**TASK:**
For this exercise, copy out each line of the material below that includes "with".

======

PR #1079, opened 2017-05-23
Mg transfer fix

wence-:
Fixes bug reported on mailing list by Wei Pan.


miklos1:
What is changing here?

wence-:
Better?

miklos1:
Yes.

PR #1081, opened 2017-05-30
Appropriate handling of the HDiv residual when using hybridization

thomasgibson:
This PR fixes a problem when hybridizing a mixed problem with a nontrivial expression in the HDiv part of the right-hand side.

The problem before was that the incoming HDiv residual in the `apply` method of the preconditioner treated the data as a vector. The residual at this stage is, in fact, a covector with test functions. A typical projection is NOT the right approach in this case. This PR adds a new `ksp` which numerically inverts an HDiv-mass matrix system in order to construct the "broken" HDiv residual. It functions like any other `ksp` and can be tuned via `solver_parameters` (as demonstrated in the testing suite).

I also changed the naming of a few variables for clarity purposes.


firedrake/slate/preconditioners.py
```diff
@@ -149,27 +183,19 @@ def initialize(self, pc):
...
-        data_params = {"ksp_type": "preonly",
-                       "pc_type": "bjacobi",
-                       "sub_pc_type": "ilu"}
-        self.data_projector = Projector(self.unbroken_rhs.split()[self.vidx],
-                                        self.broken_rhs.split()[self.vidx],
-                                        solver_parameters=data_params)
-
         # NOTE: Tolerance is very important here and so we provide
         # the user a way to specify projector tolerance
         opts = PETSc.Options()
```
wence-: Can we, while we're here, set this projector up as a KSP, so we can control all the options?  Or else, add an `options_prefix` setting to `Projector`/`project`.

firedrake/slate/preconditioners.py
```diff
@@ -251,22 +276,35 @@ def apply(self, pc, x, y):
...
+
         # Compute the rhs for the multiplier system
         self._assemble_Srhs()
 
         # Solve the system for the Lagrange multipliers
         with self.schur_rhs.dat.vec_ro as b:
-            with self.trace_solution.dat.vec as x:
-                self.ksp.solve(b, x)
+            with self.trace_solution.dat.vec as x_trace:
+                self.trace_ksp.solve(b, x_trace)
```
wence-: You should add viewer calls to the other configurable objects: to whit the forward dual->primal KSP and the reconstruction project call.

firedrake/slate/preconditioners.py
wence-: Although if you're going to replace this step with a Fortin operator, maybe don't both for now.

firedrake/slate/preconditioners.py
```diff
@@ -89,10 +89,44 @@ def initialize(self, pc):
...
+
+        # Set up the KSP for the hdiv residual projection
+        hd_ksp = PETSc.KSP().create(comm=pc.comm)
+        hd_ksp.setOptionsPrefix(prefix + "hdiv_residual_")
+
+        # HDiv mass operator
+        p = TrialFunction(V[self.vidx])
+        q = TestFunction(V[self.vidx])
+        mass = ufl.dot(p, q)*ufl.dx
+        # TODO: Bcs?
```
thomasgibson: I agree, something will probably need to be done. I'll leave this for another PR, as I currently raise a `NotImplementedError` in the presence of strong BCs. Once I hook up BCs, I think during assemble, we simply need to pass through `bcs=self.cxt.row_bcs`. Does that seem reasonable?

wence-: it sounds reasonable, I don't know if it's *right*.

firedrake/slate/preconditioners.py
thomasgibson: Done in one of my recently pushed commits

======

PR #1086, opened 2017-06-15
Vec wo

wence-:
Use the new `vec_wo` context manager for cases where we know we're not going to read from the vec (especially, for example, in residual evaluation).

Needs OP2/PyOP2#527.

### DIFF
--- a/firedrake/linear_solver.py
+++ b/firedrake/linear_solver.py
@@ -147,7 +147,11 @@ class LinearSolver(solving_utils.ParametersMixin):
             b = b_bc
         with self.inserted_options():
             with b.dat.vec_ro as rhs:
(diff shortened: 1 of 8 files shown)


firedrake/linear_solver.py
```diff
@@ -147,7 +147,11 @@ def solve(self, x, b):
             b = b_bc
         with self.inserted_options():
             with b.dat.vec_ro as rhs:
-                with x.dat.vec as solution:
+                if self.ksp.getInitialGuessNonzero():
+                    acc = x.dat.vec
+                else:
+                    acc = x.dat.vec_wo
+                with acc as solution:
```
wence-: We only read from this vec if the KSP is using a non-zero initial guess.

======

**REPLY TO THE TASK:**
This PR fixes a problem when hybridizing a mixed problem with a nontrivial expression in the HDiv part of the right-hand side.
The problem before was that the incoming HDiv residual in the `apply` method of the preconditioner treated the data as a vector. The residual at this stage is, in fact, a covector with test functions. A typical projection is NOT the right approach in this case. This PR adds a new `ksp` which numerically inverts an HDiv-mass matrix system in order to construct the "broken" HDiv residual. It functions like any other `ksp` and can be tuned via `solver_parameters` (as demonstrated in the testing suite).
         with self.schur_rhs.dat.vec_ro as b:
-            with self.trace_solution.dat.vec as x:
+            with self.trace_solution.dat.vec as x_trace:
wence-: Although if you're going to replace this step with a Fortin operator, maybe don't both for now.
         with self.inserted_options():
             with b.dat.vec_ro as rhs:
         with self.inserted_options():
             with b.dat.vec_ro as rhs:
-                with x.dat.vec as solution:
+                with acc as solution:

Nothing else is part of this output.